En clair, ces statistiques (ici comprises comme « données »), ainsi que se plaignent surtout les professionnels des médias, paraissent tellement arides qu’elles ne sont pas parlantes. C’est-à-dire qu’elles ne contiennent aucun message particulier qui puisse servir l’un ou l’autre compartiment de la riposte.
Cette préoccupation peut, de manière plus pratique, se décliner en termes de la fonction (rôle) de ces statistiques par rapport à l’action menée et aux objectifs visés par la riposte. Les questions à poser pourraient consister à savoir ce à quoi servent les données statistiques sur l’évolution du covid-19 : Est-ce pour montrer (ou démontrer) l’impact des efforts de la riposte, notamment sur la réduction de la mortalité ? Est-ce pour interpeller la population quant à l’évolution chiffrée des cas de contamination ? Est-ce pour servir à l’ajustement des comportements et comment ? Est-ce pour fournir de la matière aux chercheurs (lesquels et pour quelles fins) ? Est-ce pour les mettre à la disposition des journalistes (qui en feront quoi) ?
Comment faire parler les statistiques et les rendre plus interpellateurs
Il est, dès lors, question de donner un contenu, un visage, une âme aux données statistiques afin de leur conférer un rôle et une fonction sociale, particulièrement par l’ajustement de la communication/sensibilisation afin de la rendre plus fonctionnelle et, partant, plus utile. Concrètement, il s’agit d’apporter plus de détails sur ces données chiffrées afin de dégager un contenu qu’elles recèlent et qui peuvent permettre : (1) de donner un contenu (des arguments) plus précis à la communication/sensibilisation, (2) d’organiser un ciblage plus précis de ce contenu par rapport aux différents publics et la nature des comportements, (3) de rationaliser les moyens divers (matériels, financiers, humains, etc.), et (4) de faciliter l’évaluation de l’impact concret de la communication/sensibilisation par rapport aux objectifs poursuivis.

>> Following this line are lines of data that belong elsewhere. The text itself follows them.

PR #3674, opened 2015-06-02
Hide filter cancel button if filter input is an empty string

CharlesShen:
The filter cancellation button is still visible if I type some characters into a filter textbox and subsequently delete all the characters.  The "ng-show" on the filter cancellation button currently does not test for empty strings.

### DIFF
--- a/src/templates/ui-grid/ui-grid-filter.html
+++ b/src/templates/ui-grid/ui-grid-filter.html
@@ -13,7 +13,7 @@
     </select>
 
     <div class="ui-grid-filter-button-select" ng-click="colFilter.term = null" ng-if="!colFilter.disableCancelFilterButton">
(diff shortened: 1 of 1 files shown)


PaulL1:
In master this appears to work already - look at the 208 tutorial as an example.  Are you perhaps fixing something that is already fixed, or is there a particular case that is not working?

CharlesShen:
Hi PaulL1,

Thanks for the response.  I have confirmed that the tutorial works properly and have also confirmed that the problem exists on my end.  I'll review differences between the two setups and see if I can isolate the problem.

Thanks!

CharlesShen:
Hi PaulL1,

I was using RC21 and it looks like you have committed a fix to master here
https://github.com/angular-ui/ng-grid/commit/22e6acd81ece42f1133712199edc0142df920ed1

Sorry, I made some rush assumptions and that definitely caused some misjudgments on my end.

Thanks!

PR #3680, opened 2015-06-03
Fix add row to add to hash map and Fix modify row to update entity if already exists

mikenorgate:
Fix for row values not being updated on modify rows
Fix for rows not being added to hash map on row add

[Review on Reviewable](https://reviewable.io/reviews/angular-ui/ng-grid/3680)

### DIFF
--- a/src/js/core/factories/Grid.js
+++ b/src/js/core/factories/Grid.js
@@ -1083,6 +1083,8 @@ angular.module('ui.grid')
       } else {
         // otherwise, manually search the oldRows to see if we can find this row
         newRow = self.getRow(newEntity, oldRows);
+      } else {
+          newRow.entity = newEntity;
       }
 
       // if we didn't find the row, it must be new, so create it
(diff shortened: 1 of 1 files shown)


PaulL1:
It's not clear to me what issue we're trying to solve here.  I think it works when we add rows to the data at the moment?

swalters:
@mikenorgate can you please respond with an explanation of this bug?  We would like to know how it is affecting your application.

mikenorgate:
Sorry for the delayed reply. This was to fix two bugs. The first was that when using `modifyRows`, if the row exists it was not updating the entity. I think the merge has put the else on the wrong line. 

The second fix was when using `addRows` the added row was not being added to the hash map, meaning it wasn't found when trying to do an operation on it. This presented itself when we added a row and then tried to select it.

src/js/core/factories/Grid.js
```diff
@@ -1083,6 +1083,8 @@ angular.module('ui.grid')
       } else {
         // otherwise, manually search the oldRows to see if we can find this row
         newRow = self.getRow(newEntity, oldRows);
+      } else {
```
JLLeitschuh: This needs to be fixed before we can accept the PR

Pour y parvenir, et dans le cas où elle ne s’y adonnerait pas encore, l’équipe de riposte devrait enrichir le travail de collecte des données de son bulletin à travers enquête sociologique. Cette enquête devrait pouvoir dégager des données parlantes sur, notamment les tranches d’âge et le sexe des différents cas dépistés, les catégories socioprofessionnelles de ces cas (cadres ou agents de bureau ; ouvrier d’usine et/ou de chantier ; personnel domestique, chauffeur, etc.) ; agents de magasins et boutiques ; commerçants ambulants ou sédentaires sur les places publiques et dans les marchés ; transporteurs (chauffeurs et receveurs) ; etc.). Les données à dégager concerneraient également la répartition géographique (lieux/commune et ou quartier de travail) des catégories socio professionnelles, ou encore d’autres détails.
La prise en compte de l’ensemble de ces détails devrait produire un tableau plus précis pouvant affiner, par exemple, l’orientation de la riposte en termes de communication/sensibilisation. Au lieu d’une action globale et impersonnelle, un ciblage pourrait être fait d’une manière ou d’une autre – par zones affectées ou catégories socioprofessionnelles les plus touchées, etc. La communication/sensibilisation serait alors plus précise dès lors que le public ciblé se sent directement visé et concerné pour se voir contraint, d’une manière ou d’une autre, de s’ajuster en conséquence.
En effet, n’oublions pas que c’est lorsque, dans un milieu, tout le monde se dit ne pas être concerné ou que c’est l’autre qui doit poser un acte que rien ne finit par être fait.